This paper describes the results obtained and the equipment and techniques used in setting up the first barge-assisted hydraulic workover operation in the Gulf of Thailand (GOT). This paper will discuss the hydraulic workover unit (HWU) selected to perform the operations along with the engineering modifications that were required to meet the operator's requirements in the GOT, primarily installing electrical submersible pump (ESP) completions in depleting wells.
The paper includes descriptions of the challenges faced in operating an HWU on minimum facility production installations (MFPI) with total platform weight limitations of 40 mT and minimal crane capacity. Also discussed are a number of innovations designed and built into the HWU to enable a safe, quick assembly using a barge crane and remote power and fluid systems to make the HWU system as flexible as possible to cover all known deviations from the standard scope of work.
Lessons learned from the operations are also presented to demonstrate the ongoing operational challenges, the solutions implemented, and the results achieved.

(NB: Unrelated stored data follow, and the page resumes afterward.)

PR #5499, opened 2021-01-13
Fix typo in GenerateVerts.js

lackhand:

* Fixes a bug

Describe the changes below:

The result contains `["verts"]`, but the caller expects [`["vertices"]`](https://github.com/photonstorm/phaser/blob/d67c93646cbfe8ba5997954f8af29a8f3f9e8e91/src/gameobjects/mesh/Mesh.js#L705). Better to expand the field name (IMO).


photonstorm:
👍

PR #5503, opened 2021-01-14
Transparent background for banner gameURL

kainage:
This PR

* Fixes a bug

Describe the changes below:

Use transparent background for banner gameURL to support different browser color themes.
Currently, when using a dark theme for the dev console, both the background and the text are white.


photonstorm:
👍

Issue #5470, opened 2020-12-27
DOMElement configure pointerEvents independently of transformOnly


hayatae:
Currently, the pointerEvents style property of DOMElements is set on render to be `auto` if the element is not in `transformOnly` mode. This creates a bit of an issue if you'd like to have all the other advantages of having phaser track opactiy, display, zIndex, and blendMode, but do not want the mouse pointer to be intercepted by the element. It is not clear to me why pointerEvents are tied into these display properties.

https://github.com/photonstorm/phaser/blob/416ae58da3e010f051fb03db58389a001536cfbc/src/gameobjects/domelement/DOMElementCSSRenderer.js#L106

It seems like an easy fix would be to expose a separate `pointerEvents` property which could be set to any valid css option for `pointer-events`. This property could be defaulted based on the `trasnformOnly` property to maintain backwards compatibility. This would allow a developer to override the `pointer-events` to anything they need it to be.

I'd be comfortable implementing this feature and creating a PR for it if this sounds like a good approach.

endel:
Hey,  I'm also in the need of this 🙋

I'm wondering if `style.pointerEvents` really needs to be set at all? Maybe the end-user should be responsible for setting this CSS property, like this:

```typescript
scene.add.dom(x, y, "div", `
  color: #000;
  pointer-events: none;
`, "hello world");
```

It seems the `pointer-events` is being overwritten in the current implementation, right?

endel:
The [MDN documentation](https://developer.mozilla.org/en-US/docs/Web/CSS/pointer-events) mentions that `auto` is the default value. So I believe it's safe to remove it. 

> `auto`: The element behaves as it would if the pointer-events property were not specified. 

Made a PR for this here 😅  https://github.com/photonstorm/phaser/issues/5470

photonstorm:
Thank you for submitting this issue. We have fixed this and the fix has been pushed to the `master` branch. It will be part of the next release. If you get time to build and test it for yourself we would appreciate that.

photonstorm:
This change has sadly broken so many things it's time to revert it all back to how it was previously.

hayatae:
> This change has sadly broken so many things it's time to revert it all back to how it was previously.

I was afraid of that happening. Can we fix this by simply adding a new separate property (as suggested in the initial post) to allow overriding the default behavior in Phaser? That would allow for overriding this property if desired while not affecting any existing code.

photonstorm:
[...]

PR #5504, opened 2021-01-14
allow to customize pointerEvents for dom elements

endel:
Fixes https://github.com/photonstorm/phaser/issues/5470


photonstorm:
👍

During 2005, an operator conducted a four-well pilot ESP workover campaign using a jack-up (JU) rig in the GOT. Due to the formations in the GOT being highly compartmentalized, braided fluvial sand environments, typical oil wells there were producing 40 to 60% water-cut, giving an average pipeline pressure of 350 to 600 psi. As such, the natural gas lift diminished as the source of high pressure depleted.
Through this successful pilot scheme, it was recognized that the economics for using a drilling rig to install the ESP completions would not be favorable unless an alternative and less expensive installation method could be found.
The candidate ESP wells were to be completed as 2 7/8-in. monobore completions within 7-in. casing with the packer to be set above the existing tubing at the top of cement (TOC) in the 7-in. casing. This would result in the ESP being set 2,000 to 3,700 ft true vertical depth (TVD) above the top perforations at a depth of ~6,500 ft. This meant that the expected pickup weight of the tubing was 70,000 lb and, as such, a rig with a minimum 150,000-lb lift capacity would be required to run the completion.
Key drivers in this alternative solution were:
The customer to deliver high volumes of new wells to meet gas delivery commitments.
Utilization of the available JU drilling rigs to drill and complete new wells.
The significant increase in JU rig rates in the GOT.
Candidate wells were located on MFPI in the GOT with an average size of 180 m2.
Deck load capacity of MPFIs limited to 40 mT total.
Existing platform crane capacity ±5 tons.
Platforms located 150 miles offshore in 250 ft of water.